Il Natale senza poveri
Circolari ministeriali a difesa del decoro dei centri urbani, ordinanze di sindaci che spostano il degrado in periferia, solerti pulizie mattutine di portici e piazze con getti d'acqua su marciapiedi e sottopassi, scomparsa di panchine pubbliche e chiusura di sale d'aspetto nelle stazioni, iniziative di privati cittadini che impediscono a senzatetto di trovare ricovero in un garage regolarmente affittato, multe e denunce a volontari che distribuiscono cibo e bevande a mendicanti, colonne di migranti in cammino scalzi in mezzo alla neve... Non è una bella vigilia di Natale quella che stiamo vivendo. In verità è da mesi che assistiamo a episodi di questo tipo, con l'unica differenza che il gelo ha preso il posto del caldo torrido.
Certo, siamo consapevoli delle esigenze di ordine pubblico, dell'esistenza di racket anche per la mendicità, di sfruttamento od opportunismi da parte di numerosi soggetti, del diritto alla tranquillità - che è realtà più ampia della sicurezza - nella vita dei cittadini, a partire dai più indifesi.
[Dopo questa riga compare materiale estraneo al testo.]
PR #6907, opened 2025-07-10
Fix for Ubuntu Noble Docker Image to Prevent PMIx+MPICH Issues

ilumsden:
In testing some stuff for our upcoming [performance tools and benchmarking tutorial](https://github.com/llnl/benchpark-tutorial) for [HPDC](https://hpdc.sci.utah.edu/2025/workshops.html), I discovered that there are still issues with the Ubuntu Noble Docker image regarding MPICH. The majority of the issue is covered in this [Launchpad bug report](https://bugs.launchpad.net/ubuntu/+source/mpich/+bug/2072338). Long story short, the apt-installed MPICH builds with PMIx support, but still uses the Hydra process manager. This causes issues when trying to run MPI code because Hydra does not provide a PMIx interface.

The Docker image for Ubuntu Noble already tried to work around this by building MPICH from source. However, the image is still installing `libmpich-dev`. This, combined with loader search paths, is causing MPI applications to link against the apt-installed `libmpich.so`, which causes the same issue as when installing all of MPICH from apt.

To fix this issue, this PR simply removes `libmpich-dev` from the Ubuntu Noble Docker image. It also adds installs of `gfortran` because, during local testing, the script to build MPICH from source was failing due to not being able to find a Fortran compiler.

### DIFF
--- a/src/test/docker/noble/Dockerfile
+++ b/src/test/docker/noble/Dockerfile
@@ -45,11 +45,9 @@ RUN apt-get update \
 # default version
         gcc-13 \
         g++-13 \
-        gfortran-13 \
 # newest
         gcc-14 \
         g++-14 \
-        gfortran-14 \
 # Python
         libffi-dev \
 ## python 3.12
--- a/src/test/docker/noble/Dockerfile
+++ b/src/test/docker/noble/Dockerfile
@@ -39,14 +39,17 @@ RUN apt-get update \
         make \
         cmake \
         ninja-build \
+        gfortran \
         clang-18 \
         clang-tools-18 \
 # default version
         gcc-13 \
         g++-13 \
+        gfortran-13 \
 # newest
         gcc-14 \
         g++-14 \
+        gfortran-14 \
 # Python
         libffi-dev \
 ## python 3.12
@@ -65,7 +68,6 @@ RUN apt-get update \
         libsqlite3-dev \
         uuid-dev \
         libhwloc-dev \
-        libmpich-dev \
         libevent-dev \
         libarchive-dev \
         libpam-dev \
--- a/scripts/fetch-and-build-mpich.sh
+++ b/scripts/fetch-and-build-mpich.sh
@@ -6,7 +6,7 @@ pushd catch2
 wget -O - https://www.mpich.org/static/downloads/4.2.2/mpich-4.2.2.tar.gz | tar xvz --strip-components 1
 mkdir -p build
 pushd build
-../configure --prefix=/usr --without-pmix
+../configure --prefix=/usr --without-pmix --disable-fortran
 make -j 4 install
 popd
 popd


wihobbs (changes requested):
Thanks @ilumsden! One thing to note is that we [recently updated](https://github.com/flux-framework/rfc/pull/450) our [commit guidelines in Flux](https://flux-framework.readthedocs.io/projects/flux-rfc/en/latest/spec_1.html#patch-requirements). We've always required commit bodies in practice but now it's in the RFC. 

Could you update your commit message to something like:

> docker: remove libmpich-dev from noble build
> 
> Problem: libmpich-dev in the ubuntu noble image builds with PMIx support, but still uses the Hydra process manager. This causes issues when trying to run MPI code because Hydra does not provide a PMIx interface.
> 
> Solution: remove libmpich-dev from the Ubuntu Noble Docker image. Add installs of gfortran because the script to build MPICH from source was failing due to not being able to find a Fortran compiler.

ilumsden:
> Thanks @ilumsden! One thing to note is that we [recently updated](https://github.com/flux-framework/rfc/pull/450) our [commit guidelines in Flux](https://flux-framework.readthedocs.io/projects/flux-rfc/en/latest/spec_1.html#patch-requirements). We've always required commit bodies in practice but now it's in the RFC.
> 
> Could you update your commit message to something like:
> 
> > docker: remove libmpich-dev from noble build
> > Problem: libmpich-dev in the ubuntu noble image builds with PMIx support, but still uses the Hydra process manager. This causes issues when trying to run MPI code because Hydra does not provide a PMIx interface.
> > Solution: remove libmpich-dev from the Ubuntu Noble Docker image. Add installs of gfortran because the script to build MPICH from source was failing due to not being able to find a Fortran compiler.

Yep. I'll do that now. I honestly forgot all about that.

wihobbs:
As for the actual change, looks good to me but we should probably get an approval from @garlick.

grondo:
This LGTM. I tested with these changes locally by building the new image and running all tests under `docker-run-checks -i noble`. Since that worked, I went ahead and pushed the result to `fluxrm/testenv:noble`.

I wonder if there is some way we can add a test to our CI to catch this issue going forward?

src/test/docker/noble/Dockerfile
```diff
@@ -39,14 +39,17 @@ RUN apt-get update \
...
         clang-18 \
         clang-tools-18 \
 # default version
         gcc-13 \
         g++-13 \
+        gfortran-13 \
 # newest
         gcc-14 \
         g++-14 \
+        gfortran-14 \
```
garlick: Removing libmpich-dev makes sense!

> Also, add installs of gfortran to prevent configure errors when building MPICH from source.

Weren't we always buliding mpich from source in this image?  How was that working without fortran?
We could configure mpich with `--disable-fortran` in the build script rather than pull in (two versions of?)  the fortran tool chain.

ilumsden: We could definitely just disable Fortran if that's preferred. I have no idea how it was working before. I just know that, when I built the image myself before making any changes, the build failed because it couldn't find Fortran.

ilumsden: Just pushed a commit that disables Fortran

grondo: > Weren't we always buliding mpich from source in this image? How was that working without fortran?
We could configure mpich with --disable-fortran in the build script rather than pull in (two versions of?) the fortran tool chain.

One worry is that someone will come along and want to build or run a test that uses the MPICH fortran and we'll get another issue report that it doesn't work. I've already built the `fluxrm/testenv:noble` image with the gfortran included and pushed that to docker hub, so @ilumsden I wonder if you could try your experiments against the latest `noble` image?

We shouldn't be too worried about the size of the noble image here since it already pulls in _a lot_ of other stuff...

garlick: Great point.  Sorry for that diversion!  Back to the original OK @ilumsden ?

grondo:
@wihobbs, can you re-review this to clear your requested changes and we can get this merged?

grondo:
Thanks @wihobbs!

wihobbs:
@grondo Looks like the el9 test timed out while running (30m), should we just re-run it?

grondo:
Yeah, I'll just "restart failing checks". This happens pretty often since we have a couple flaky tests.

Issue #6909, opened 2025-07-11
Flux brokers cannot fully connect after upgrade, flux resource status provides information but all of the nodes are showing x


mjaguil:
We upgrade Flux and now all of the Active nodes are showing x and are red, as if they are unavalable.

grondo:
Some things to check:

 * Are the brokers started on the non-leader nodes? If you are running with systemd then `systemctl status flux`
 * If the brokers aren't starting, check the logs (usually included in `systemctl status` or `journalctl -u flux`
 * check the output of `flux dmesg -H` on the leader broker (rank 0) and see if connections from the clients are being rejected and why (e.g. this could be because the client nodes are on an older version of Flux)

grondo:
Oh, another command that may be useful is `flux overlay errors`.

grondo:
To summarize offline debugging, it was discovered via running `rpm --verify` that `/etc/flux/rc1` and `/etc/flux/rc3` had been modified by configuration management and thus the system was running with v0.74.0 with the rc scripts from `v0.71.0`. This caused the `sdmon` modules to not be loaded, so the instance was stuck waiting for `sdmon` to check in.

Moving the custom rc code to files in `/etc/flux/rc{1,3}.d` and replacing the rc files with the originals should resolve the issue.

PR #6911, opened 2025-07-11
flux-module trace: capture early messages

garlick:
Problem: a module has to be loaded before you can initiate  a trace on it, so early message are missed.

If a module trace request is received with no module name,  trace messages communicated over the broker end of the module  sockets.

This was a bit hasty so I'll mark it WIP until I've had a chance to review it more thoroughly.

### DIFF
--- a/src/broker/modhash.c
+++ b/src/broker/modhash.c
@@ -25,6 +25,7 @@
 
 #include "module.h"
 #include "broker.h"
+#include "trace.h"
 #include "modhash.h"
 #include "overlay.h"
 
@@ -32,6 +33,7 @@ struct modhash {
     zhash_t *zh_byuuid;
     flux_msg_handler_t **handlers;
     struct broker *ctx;
+    struct flux_msglist *trace_requests;
 };
 
 static json_t *modhash_get_modlist (modhash_t *mh,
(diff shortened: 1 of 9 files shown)


garlick:
This was put together during debugging of #6909

garlick:
I reworked this today as the previous try missed some messages.  This implementation required minor broker refactoring, but I think the refactoring improved things a bit.   I think this is ready for a review.

garlick:
Ugh, oh sorry, I've got a segfault to run down.   Hold the review for now.

garlick:
OK, fixed that.

src/broker/modhash.c
```diff
@@ -789,6 +789,51 @@ module_t *modhash_next (modhash_t *mh)
...
+    if (!(p = modhash_lookup (mh, sender))) {
+        errprintf (error, "requestor is not local");
+        errno = ENOENT;
+        return -1;
+    }
+    if (service_add (ctx->services, name, sender, mod_svc_cb, p) < 0) {
+        errprintf (error,
+                   "could not register service %s for module %s",
+                   name,
+                   module_get_name (p));
```
grondo: should the human readable error here include `strerror (errno)` to differentiate between EINVAL and EEXIST, etc?

garlick:
Fixed that error message and I'll set MWP.  Thanks!

PR #6914, opened 2025-07-16
make broker groups easier to look at when debugging

garlick:
Problem: while debugging #6909, it might have been handy to be able to look directly at the broker groups memberships, but there is no tool for that.

Just add a `stats-get` handler so `flux module stats groups` can show the group names and membership at the current broker's subtree.  Seeing that a group named `sdmon.online` was missing some ranks may have prompted earlier checking on the state of the  `sdmon` module on the offline nodes.

### DIFF
--- a/src/broker/groups.c
+++ b/src/broker/groups.c
@@ -602,6 +602,65 @@ error:
     }
 }
 
+static json_t *obj_from_idset (const struct idset *ids)
+{
+    char *s;
+    json_t *o = NULL;
+
+    if ((s = idset_encode (ids, IDSET_FLAG_RANGE)))
+        o = json_string (s);
+    free (s);
+    return o;
+}
+
+static json_t *make_groups_object (struct groups *g)
+{
+    json_t *obj;
+    struct group *group;
+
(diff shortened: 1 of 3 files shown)


grondo (approved):
LGTM! 

We could now perhaps fetch the groups stats from `flux resource status` and display something for targets that are offline due to sdmon...

garlick:
> We could now perhaps fetch the groups stats from flux resource status and display something for targets that are offline due to sdmon...

True although I"m a little embarrassed by the design used to have sdmon influence online state here:  [monitor_create()](https://github.com/flux-framework/flux-core/blob/master/src/modules/resource/monitor.c#L454-L470).  The juggling of the two group names would need to be replicated in `flux resource status`.  It may be worth either simplifying the design or adding something to the `resource.status` response.

garlick:
I'll go ahead and set MWP here though - thanks!

grondo:
> The juggling of the two group names would need to be replicated in flux resource status. It may be worth either simplifying the design or adding something to the resource.status response.

Adding something to the response would be ideal! Want to open an issue on that?

PR #6917, opened 2025-07-17
broker: reduce the number of mallocs in logging path

garlick:
Problem: the broker ring buffer implementation is malloc-heavy.

This converts the logging ring buffer from `zlist_t` to a CCAN list so that a list node doesn't need to be allocated each time an entry is appended to the ring.  It also combines two mallocs used to allocate a list entry into one.

This is probably not significant since our log volume is not too crazy, but it was an easy change, so there.

### DIFF
--- a/src/broker/log.c
+++ b/src/broker/log.c
@@ -64,11 +64,7 @@ void logbuf_destroy (logbuf_t *logbuf);
 
 static void logbuf_entry_destroy (struct logbuf_entry *e)
 {
-    if (e) {
-        if (e->buf)
-            free (e->buf);
-        free (e);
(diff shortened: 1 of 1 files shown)


garlick:
> I didn't do any real testing, but a flux dmesg on this branch seems so much faster now! 

Huh!  I didn't expect that!

Sorry for the force pushes: one sloppy error, one pedantic compiler warning we always hit with list_for_each.

grondo:
> Huh! I didn't expect that!

Well I should have added a ;-)

garlick:
OK, setting MWP!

Tuttavia è difficile rimuovere l'impressione che, invece di una lodevole, faticosa lotta contro la povertà, sia in atto una più agevole guerra contro i poveri, che si avvale di due strumenti micidiali: la rimozione fisica del povero e la guerra tra poveri.
È incitamento alla guerra tra poveri il far passare l'idea che i disagi patiti in questi anni da una larga fetta della popolazione, l'aumento del numero delle famiglie indigenti o sotto la soglia della povertà assoluta, il deteriorarsi della qualità della vita siano da attribuirsi all'estensione dei diritti essenziali a quanti prima ne erano esclusi - a cominciare dagli stranieri - e non dallo sgretolarsi del patto sociale tra cittadini, dalla diminuzione delle risorse destinate all'assistenza pubblica, dalle difficoltà del mondo del lavoro in balia della non-legge del mercato globalizzato. Così si contrappone un ceto medio-basso impoverito agli ultimi arrivati, che siano immigrati o giovani o entrambe le cose poco importa.
Ma, più della acre guerra tra poveri, è preoccupante la volontà sempre più esplicita di rimuovere il povero dalla nostra vista: "occhio non vede, cuore non duole". Forse i nostri occhi e i nostri cuori sono salvaguardati da una prassi fatta di "aiutiamoli a casa loro", "sosteniamoli a distanza", "vadano altrove a cercare aiuto", "non possiamo assistere tutti", "prima noi poi, se mai, qualcuno di loro"... Ma gli occhi dei poveri vedono e i loro cuori dolgono: i loro occhi vedono che la dignità che dovrebbe accomunare ogni essere umano è calpestata, vedono che il nostro sguardo si volta dall'altra parte, vedono privilegi scandalosi che generano abusi intollerabili. E i cuori dei poveri soffrono perché l'affronto fatto a uno solo dei più piccoli è fatto all'umanità intera, una sola vita ferita, un solo bambino abbandonato o sfruttato, una sola donna calpestata è negazione di ciò che rende tale ogni essere umano.
Non ci interessa più debellare la povertà, ci basta solo non vedere più i poveri, perché la loro semplice vista è un atto di accusa per noi, per come gestiamo le risorse comuni, per come condividiamo diritti e doveri, per come pensiamo alla società e al pianeta che consegneremo alle generazioni future. "Terra, casa e lavoro" non li consideriamo più diritti universali, come ci chiede la Costituzione, prima ancora di papa Francesco: sono diventati stabili privilegi di chi già li possiede, vuole accrescerli per sé e li difende contro tutto e tutti.